**PROBLEM DETAILS:**
When you reach the line containing "mask = [], searchParameters" in the records below, start copying exactly, and stop once you have copied the line containing "dmendelowitz, line 1: Is".

**Stored records:**
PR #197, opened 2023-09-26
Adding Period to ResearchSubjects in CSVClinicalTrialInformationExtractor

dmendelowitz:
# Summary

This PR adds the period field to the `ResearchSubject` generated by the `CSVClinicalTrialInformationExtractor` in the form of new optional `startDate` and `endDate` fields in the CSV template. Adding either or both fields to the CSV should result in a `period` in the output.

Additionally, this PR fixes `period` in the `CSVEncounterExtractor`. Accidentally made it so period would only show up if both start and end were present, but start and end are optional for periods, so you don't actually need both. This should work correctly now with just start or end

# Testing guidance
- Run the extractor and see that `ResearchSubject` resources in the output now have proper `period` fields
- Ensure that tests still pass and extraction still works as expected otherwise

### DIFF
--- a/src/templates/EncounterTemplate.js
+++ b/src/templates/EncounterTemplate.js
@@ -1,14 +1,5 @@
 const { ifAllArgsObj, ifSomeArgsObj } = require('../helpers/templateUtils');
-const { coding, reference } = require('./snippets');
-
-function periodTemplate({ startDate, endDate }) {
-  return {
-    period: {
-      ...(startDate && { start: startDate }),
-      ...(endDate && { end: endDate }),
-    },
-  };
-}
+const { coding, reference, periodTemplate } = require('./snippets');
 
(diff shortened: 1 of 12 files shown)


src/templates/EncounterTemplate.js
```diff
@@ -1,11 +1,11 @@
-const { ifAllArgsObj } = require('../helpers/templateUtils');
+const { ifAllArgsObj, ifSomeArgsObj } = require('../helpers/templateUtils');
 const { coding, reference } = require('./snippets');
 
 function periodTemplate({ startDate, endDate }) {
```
* * *
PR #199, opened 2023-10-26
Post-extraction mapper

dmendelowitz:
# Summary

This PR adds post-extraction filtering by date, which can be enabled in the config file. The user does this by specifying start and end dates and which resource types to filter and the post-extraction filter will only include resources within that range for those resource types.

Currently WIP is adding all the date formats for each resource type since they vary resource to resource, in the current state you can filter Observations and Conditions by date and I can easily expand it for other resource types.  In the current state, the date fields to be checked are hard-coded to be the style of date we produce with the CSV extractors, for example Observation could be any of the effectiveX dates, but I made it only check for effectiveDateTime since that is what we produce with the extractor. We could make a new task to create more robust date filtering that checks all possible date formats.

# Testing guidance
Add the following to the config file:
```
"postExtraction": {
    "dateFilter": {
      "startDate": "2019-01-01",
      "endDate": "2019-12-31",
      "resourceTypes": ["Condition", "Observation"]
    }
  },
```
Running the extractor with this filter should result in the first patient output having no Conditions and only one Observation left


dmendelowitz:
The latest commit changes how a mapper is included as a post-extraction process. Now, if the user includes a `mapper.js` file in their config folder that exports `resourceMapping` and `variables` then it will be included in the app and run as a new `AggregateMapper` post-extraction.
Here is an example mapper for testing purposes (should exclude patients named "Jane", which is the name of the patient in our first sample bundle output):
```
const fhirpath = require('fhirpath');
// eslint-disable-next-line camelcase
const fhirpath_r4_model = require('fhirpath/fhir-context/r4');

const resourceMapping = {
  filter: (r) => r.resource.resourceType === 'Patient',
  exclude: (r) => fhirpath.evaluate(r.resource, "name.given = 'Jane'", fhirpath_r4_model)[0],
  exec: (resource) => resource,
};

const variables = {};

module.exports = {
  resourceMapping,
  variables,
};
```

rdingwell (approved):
* * *
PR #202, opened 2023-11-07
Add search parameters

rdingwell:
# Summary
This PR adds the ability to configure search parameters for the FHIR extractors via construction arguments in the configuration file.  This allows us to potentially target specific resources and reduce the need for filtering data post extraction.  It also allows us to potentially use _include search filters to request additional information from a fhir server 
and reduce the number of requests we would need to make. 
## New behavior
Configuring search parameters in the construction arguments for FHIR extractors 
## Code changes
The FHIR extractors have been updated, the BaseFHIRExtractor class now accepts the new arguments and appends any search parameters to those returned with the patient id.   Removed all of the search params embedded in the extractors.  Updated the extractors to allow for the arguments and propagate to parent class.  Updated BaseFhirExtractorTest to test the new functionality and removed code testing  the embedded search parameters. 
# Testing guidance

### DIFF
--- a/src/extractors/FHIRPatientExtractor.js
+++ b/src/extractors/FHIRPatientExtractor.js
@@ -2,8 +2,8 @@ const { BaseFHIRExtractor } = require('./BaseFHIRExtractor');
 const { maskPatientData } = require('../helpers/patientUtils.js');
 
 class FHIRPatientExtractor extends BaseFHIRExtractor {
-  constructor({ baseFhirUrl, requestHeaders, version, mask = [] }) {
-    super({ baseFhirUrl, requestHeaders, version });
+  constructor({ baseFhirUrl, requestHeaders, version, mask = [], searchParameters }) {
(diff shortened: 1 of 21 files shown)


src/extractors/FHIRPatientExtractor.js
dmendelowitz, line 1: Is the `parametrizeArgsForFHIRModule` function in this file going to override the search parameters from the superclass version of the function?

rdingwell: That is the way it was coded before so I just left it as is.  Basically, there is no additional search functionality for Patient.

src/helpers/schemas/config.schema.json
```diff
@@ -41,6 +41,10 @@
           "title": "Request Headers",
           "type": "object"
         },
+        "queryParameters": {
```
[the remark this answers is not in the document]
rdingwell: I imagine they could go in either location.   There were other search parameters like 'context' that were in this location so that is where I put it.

**WRITTEN SOLUTION:**
+  constructor({ baseFhirUrl, requestHeaders, version, mask = [], searchParameters }) {
(diff shortened: 1 of 21 files shown)


src/extractors/FHIRPatientExtractor.js
dmendelowitz, line 1: Is the `parametrizeArgsForFHIRModule` function in this file going to override the search parameters from the superclass version of the function?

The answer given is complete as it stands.